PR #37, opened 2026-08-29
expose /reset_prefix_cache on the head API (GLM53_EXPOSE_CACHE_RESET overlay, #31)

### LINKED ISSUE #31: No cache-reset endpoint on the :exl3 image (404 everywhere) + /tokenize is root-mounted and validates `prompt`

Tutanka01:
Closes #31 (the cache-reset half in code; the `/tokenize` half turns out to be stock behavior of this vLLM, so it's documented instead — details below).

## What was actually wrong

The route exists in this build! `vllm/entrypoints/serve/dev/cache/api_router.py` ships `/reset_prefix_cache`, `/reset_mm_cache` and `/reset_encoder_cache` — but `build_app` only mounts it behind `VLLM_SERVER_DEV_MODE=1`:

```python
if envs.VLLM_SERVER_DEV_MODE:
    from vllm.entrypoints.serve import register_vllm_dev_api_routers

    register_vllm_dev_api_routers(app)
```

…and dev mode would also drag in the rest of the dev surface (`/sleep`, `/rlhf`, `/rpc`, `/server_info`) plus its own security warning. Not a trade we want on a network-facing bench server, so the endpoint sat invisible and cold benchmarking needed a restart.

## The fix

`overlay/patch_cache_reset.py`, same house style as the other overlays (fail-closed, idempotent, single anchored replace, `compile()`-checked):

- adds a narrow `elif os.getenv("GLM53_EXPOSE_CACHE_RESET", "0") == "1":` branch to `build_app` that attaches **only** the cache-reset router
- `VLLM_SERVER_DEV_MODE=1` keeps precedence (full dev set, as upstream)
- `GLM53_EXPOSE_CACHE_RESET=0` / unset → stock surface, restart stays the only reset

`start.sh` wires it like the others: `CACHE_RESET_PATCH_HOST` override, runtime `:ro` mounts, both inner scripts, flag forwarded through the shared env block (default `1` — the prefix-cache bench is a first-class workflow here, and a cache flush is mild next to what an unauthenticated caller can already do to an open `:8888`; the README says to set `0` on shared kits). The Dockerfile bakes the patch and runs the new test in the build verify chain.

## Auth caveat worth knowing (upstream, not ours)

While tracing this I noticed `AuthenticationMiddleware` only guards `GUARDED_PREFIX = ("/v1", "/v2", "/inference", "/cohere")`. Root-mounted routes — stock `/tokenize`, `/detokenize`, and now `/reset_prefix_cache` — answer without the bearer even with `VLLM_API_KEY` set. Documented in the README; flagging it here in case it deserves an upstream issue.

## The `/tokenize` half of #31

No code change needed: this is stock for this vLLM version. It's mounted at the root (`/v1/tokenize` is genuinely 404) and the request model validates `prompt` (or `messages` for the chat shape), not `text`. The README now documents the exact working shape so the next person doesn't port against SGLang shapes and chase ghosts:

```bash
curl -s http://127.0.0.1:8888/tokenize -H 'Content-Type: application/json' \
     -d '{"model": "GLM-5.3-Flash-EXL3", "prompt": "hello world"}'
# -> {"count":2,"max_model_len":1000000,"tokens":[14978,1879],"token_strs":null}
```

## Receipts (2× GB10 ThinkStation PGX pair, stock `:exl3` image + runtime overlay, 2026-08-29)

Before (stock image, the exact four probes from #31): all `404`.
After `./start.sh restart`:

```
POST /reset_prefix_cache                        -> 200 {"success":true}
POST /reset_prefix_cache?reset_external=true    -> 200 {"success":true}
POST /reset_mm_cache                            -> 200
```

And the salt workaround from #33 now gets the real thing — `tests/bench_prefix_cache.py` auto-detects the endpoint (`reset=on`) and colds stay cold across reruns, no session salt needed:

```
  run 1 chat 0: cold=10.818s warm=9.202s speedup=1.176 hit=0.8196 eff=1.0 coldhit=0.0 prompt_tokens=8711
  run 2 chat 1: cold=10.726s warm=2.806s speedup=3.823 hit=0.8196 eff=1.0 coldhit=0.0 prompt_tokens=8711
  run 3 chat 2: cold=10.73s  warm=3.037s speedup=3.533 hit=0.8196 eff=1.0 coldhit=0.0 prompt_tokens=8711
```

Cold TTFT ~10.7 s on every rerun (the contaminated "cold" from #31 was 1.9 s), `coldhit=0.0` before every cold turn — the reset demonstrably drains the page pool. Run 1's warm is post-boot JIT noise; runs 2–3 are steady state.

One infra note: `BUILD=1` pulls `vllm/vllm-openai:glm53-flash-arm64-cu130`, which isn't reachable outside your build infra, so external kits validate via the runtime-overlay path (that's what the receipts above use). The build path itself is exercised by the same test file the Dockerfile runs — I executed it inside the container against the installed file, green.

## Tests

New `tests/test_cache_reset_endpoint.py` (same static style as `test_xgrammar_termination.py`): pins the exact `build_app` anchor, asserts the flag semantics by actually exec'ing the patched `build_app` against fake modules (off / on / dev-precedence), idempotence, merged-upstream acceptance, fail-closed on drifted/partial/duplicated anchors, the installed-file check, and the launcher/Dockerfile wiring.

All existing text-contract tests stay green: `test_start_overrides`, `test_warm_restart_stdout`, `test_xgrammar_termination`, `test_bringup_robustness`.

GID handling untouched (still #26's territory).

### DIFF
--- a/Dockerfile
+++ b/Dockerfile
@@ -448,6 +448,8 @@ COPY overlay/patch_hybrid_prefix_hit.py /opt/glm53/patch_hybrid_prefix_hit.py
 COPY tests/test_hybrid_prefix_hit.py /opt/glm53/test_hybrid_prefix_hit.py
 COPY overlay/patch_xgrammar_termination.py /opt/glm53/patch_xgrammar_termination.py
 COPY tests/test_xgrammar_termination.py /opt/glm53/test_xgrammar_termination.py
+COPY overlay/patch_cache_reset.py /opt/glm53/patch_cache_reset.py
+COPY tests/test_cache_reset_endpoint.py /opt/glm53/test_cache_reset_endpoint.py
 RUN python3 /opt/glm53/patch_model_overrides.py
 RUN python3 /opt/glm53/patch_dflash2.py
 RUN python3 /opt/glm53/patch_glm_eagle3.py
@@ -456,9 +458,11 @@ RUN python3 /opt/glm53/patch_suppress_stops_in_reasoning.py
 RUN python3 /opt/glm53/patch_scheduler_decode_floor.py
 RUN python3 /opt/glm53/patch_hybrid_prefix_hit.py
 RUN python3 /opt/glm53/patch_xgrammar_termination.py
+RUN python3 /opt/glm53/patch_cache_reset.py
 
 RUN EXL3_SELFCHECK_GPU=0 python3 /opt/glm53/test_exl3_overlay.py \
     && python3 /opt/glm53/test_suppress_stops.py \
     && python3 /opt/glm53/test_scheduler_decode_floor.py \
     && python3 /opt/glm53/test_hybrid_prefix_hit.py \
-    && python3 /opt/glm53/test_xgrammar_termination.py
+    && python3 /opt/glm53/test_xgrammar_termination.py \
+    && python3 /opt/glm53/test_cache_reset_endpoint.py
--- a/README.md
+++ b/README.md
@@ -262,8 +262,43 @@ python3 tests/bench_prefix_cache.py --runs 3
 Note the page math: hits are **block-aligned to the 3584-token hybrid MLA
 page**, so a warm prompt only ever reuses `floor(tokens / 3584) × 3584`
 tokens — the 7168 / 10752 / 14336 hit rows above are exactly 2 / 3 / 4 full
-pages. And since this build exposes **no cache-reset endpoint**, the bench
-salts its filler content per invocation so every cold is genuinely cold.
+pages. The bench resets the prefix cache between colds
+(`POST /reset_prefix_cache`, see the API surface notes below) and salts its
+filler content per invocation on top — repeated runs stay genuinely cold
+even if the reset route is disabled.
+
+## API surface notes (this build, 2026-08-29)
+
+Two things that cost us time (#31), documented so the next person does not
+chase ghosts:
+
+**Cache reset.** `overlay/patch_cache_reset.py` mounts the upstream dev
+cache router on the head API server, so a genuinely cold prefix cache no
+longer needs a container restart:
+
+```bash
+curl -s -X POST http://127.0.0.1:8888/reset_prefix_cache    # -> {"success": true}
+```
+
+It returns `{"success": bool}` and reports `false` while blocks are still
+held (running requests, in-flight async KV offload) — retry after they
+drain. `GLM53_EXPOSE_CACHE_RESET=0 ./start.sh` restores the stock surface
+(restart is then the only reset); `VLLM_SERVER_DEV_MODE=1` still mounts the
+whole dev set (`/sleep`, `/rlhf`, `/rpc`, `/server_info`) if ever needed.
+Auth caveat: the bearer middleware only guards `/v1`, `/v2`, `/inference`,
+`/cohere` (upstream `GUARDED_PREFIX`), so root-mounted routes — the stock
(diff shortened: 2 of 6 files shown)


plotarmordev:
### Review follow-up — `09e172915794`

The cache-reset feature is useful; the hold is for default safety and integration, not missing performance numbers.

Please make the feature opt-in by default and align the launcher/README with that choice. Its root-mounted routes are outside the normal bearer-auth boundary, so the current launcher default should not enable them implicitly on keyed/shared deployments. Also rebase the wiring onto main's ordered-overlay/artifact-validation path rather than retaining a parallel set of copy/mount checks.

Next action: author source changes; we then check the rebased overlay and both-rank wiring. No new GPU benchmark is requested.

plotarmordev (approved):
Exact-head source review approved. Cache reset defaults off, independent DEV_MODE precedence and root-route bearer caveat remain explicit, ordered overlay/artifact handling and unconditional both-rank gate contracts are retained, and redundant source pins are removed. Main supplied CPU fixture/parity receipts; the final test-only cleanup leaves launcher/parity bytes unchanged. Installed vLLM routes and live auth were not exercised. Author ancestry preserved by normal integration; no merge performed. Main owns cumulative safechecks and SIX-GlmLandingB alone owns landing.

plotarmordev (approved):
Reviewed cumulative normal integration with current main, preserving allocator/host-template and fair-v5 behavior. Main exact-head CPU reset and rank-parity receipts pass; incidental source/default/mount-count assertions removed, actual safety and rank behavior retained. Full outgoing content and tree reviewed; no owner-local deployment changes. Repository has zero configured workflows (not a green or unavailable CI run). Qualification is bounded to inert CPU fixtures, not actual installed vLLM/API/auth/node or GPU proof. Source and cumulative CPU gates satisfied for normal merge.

- - -

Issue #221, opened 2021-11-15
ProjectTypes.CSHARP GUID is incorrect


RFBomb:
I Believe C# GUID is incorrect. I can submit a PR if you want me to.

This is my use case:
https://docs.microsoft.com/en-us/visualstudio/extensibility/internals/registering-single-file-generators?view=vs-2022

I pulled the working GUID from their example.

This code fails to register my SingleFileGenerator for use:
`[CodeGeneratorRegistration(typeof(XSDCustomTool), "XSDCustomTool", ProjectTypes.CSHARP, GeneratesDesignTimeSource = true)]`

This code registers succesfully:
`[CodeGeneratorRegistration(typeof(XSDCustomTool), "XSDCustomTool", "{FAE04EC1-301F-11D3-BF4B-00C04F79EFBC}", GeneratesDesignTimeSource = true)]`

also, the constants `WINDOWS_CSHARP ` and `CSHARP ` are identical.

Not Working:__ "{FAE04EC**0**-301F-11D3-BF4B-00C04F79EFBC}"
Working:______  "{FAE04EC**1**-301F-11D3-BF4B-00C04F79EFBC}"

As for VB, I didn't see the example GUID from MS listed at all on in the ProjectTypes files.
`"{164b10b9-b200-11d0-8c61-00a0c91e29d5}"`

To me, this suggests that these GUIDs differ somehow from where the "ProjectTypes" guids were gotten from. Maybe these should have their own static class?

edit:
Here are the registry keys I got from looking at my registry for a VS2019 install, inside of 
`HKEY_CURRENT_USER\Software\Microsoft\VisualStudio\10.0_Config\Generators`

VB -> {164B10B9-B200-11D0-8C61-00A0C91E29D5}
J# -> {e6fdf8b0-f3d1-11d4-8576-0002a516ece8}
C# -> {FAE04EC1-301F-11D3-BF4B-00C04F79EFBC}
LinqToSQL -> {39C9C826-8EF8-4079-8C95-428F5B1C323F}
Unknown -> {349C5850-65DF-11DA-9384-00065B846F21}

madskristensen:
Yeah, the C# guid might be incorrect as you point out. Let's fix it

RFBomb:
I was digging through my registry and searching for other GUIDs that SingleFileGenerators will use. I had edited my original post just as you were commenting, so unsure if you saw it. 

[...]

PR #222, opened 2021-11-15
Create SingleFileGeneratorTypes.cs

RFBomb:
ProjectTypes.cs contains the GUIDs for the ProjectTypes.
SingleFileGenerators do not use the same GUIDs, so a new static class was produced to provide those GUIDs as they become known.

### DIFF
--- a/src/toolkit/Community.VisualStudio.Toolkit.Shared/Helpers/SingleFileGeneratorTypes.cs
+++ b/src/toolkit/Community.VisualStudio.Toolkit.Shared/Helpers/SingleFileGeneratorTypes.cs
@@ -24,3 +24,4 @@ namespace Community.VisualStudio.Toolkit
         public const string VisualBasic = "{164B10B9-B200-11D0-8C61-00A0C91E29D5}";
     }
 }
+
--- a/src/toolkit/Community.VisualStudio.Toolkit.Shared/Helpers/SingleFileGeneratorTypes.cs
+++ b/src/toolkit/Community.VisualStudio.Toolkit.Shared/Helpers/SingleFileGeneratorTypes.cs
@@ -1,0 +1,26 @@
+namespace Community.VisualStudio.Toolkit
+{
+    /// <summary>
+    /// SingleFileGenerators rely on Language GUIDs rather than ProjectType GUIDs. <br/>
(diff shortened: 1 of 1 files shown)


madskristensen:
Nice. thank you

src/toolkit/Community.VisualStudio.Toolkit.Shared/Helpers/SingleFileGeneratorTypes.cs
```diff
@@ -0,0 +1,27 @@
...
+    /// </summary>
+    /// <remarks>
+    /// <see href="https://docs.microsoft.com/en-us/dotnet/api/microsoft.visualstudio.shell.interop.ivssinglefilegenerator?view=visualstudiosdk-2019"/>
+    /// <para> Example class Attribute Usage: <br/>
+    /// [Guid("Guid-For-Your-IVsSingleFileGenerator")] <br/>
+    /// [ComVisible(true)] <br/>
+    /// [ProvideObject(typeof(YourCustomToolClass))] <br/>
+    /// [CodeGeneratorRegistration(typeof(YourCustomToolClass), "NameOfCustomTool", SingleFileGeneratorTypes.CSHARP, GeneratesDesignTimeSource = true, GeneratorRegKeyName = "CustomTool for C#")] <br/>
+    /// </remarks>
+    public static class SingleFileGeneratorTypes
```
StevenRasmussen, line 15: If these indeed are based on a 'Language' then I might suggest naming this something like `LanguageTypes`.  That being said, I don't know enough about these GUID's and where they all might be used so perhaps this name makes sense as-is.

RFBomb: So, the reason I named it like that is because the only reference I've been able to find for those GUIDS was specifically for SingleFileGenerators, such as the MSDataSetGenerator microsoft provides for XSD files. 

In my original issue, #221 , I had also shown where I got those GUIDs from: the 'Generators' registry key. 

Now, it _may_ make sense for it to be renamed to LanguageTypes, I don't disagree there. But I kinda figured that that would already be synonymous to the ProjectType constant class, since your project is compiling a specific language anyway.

- - -

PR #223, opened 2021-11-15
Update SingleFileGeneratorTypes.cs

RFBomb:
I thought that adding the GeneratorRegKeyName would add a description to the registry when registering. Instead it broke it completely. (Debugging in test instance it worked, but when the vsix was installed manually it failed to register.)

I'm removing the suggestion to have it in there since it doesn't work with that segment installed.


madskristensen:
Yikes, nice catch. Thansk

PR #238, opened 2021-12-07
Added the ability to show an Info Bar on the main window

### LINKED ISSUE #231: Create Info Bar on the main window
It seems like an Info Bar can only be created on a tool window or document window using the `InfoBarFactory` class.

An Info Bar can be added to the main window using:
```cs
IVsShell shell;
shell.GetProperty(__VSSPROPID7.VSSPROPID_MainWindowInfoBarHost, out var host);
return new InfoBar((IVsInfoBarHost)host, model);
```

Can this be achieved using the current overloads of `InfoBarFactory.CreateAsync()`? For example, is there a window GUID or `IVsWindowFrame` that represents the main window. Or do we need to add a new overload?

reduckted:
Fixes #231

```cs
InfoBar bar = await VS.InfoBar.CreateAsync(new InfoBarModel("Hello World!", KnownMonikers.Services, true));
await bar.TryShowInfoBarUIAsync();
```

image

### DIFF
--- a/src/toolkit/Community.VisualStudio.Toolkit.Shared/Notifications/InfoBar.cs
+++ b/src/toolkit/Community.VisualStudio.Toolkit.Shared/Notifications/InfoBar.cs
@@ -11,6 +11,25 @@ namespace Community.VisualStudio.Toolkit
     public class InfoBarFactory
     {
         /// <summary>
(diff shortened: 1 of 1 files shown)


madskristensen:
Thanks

- - -

Requirement:
Take the listing above and repeat exactly the lines from the one containing "RUN python3 /opt/glm53/patch_suppress_stops_in_reasoning.py" through the one containing "routes — the stock", both included.

Your solution:
@@ -456,9 +458,11 @@ RUN python3 /opt/glm53/patch_suppress_stops_in_reasoning.py
 RUN python3 /opt/glm53/patch_scheduler_decode_floor.py
 RUN python3 /opt/glm53/patch_hybrid_prefix_hit.py
 RUN python3 /opt/glm53/patch_xgrammar_termination.py
+RUN python3 /opt/glm53/patch_cache_reset.py
 
 RUN EXL3_SELFCHECK_GPU=0 python3 /opt/glm53/test_exl3_overlay.py \
     && python3 /opt/glm53/test_suppress_stops.py \
     && python3 /opt/glm53/test_scheduler_decode_floor.py \
     && python3 /opt/glm53/test_hybrid_prefix_hit.py \
-    && python3 /opt/glm53/test_xgrammar_termination.py
+    && python3 /opt/glm53/test_xgrammar_termination.py \
+    && python3 /opt/glm53/test_cache_reset_endpoint.py
--- a/README.md
+++ b/README.md
@@ -262,8 +262,43 @@ python3 tests/bench_prefix_cache.py --runs 3
 Note the page math: hits are **block-aligned to the 3584-token hybrid MLA
 page**, so a warm prompt only ever reuses `floor(tokens / 3584) × 3584`
 tokens — the 7168 / 10752 / 14336 hit rows above are exactly 2 / 3 / 4 full
-pages. And since this build exposes **no cache-reset endpoint**, the bench
-salts its filler content per invocation so every cold is genuinely cold.
+pages. The bench resets the prefix cache between colds
+(`POST /reset_prefix_cache`, see the API surface notes below) and salts its
+filler content per invocation on top — repeated runs stay genuinely cold
+even if the reset route is disabled.
+
+## API surface notes (this build, 2026-08-29)
+
+Two things that cost us time (#31), documented so the next person does not
+chase ghosts:
+
+**Cache reset.** `overlay/patch_cache_reset.py` mounts the upstream dev
+cache router on the head API server, so a genuinely cold prefix cache no
+longer needs a container restart:
+
+```bash
+curl -s -X POST http://127.0.0.1:8888/reset_prefix_cache    # -> {"success": true}
+```
+
+It returns `{"success": bool}` and reports `false` while blocks are still
+held (running requests, in-flight async KV offload) — retry after they
+drain. `GLM53_EXPOSE_CACHE_RESET=0 ./start.sh` restores the stock surface
+(restart is then the only reset); `VLLM_SERVER_DEV_MODE=1` still mounts the
+whole dev set (`/sleep`, `/rlhf`, `/rpc`, `/server_info`) if ever needed.
+Auth caveat: the bearer middleware only guards `/v1`, `/v2`, `/inference`,
+`/cohere` (upstream `GUARDED_PREFIX`), so root-mounted routes — the stock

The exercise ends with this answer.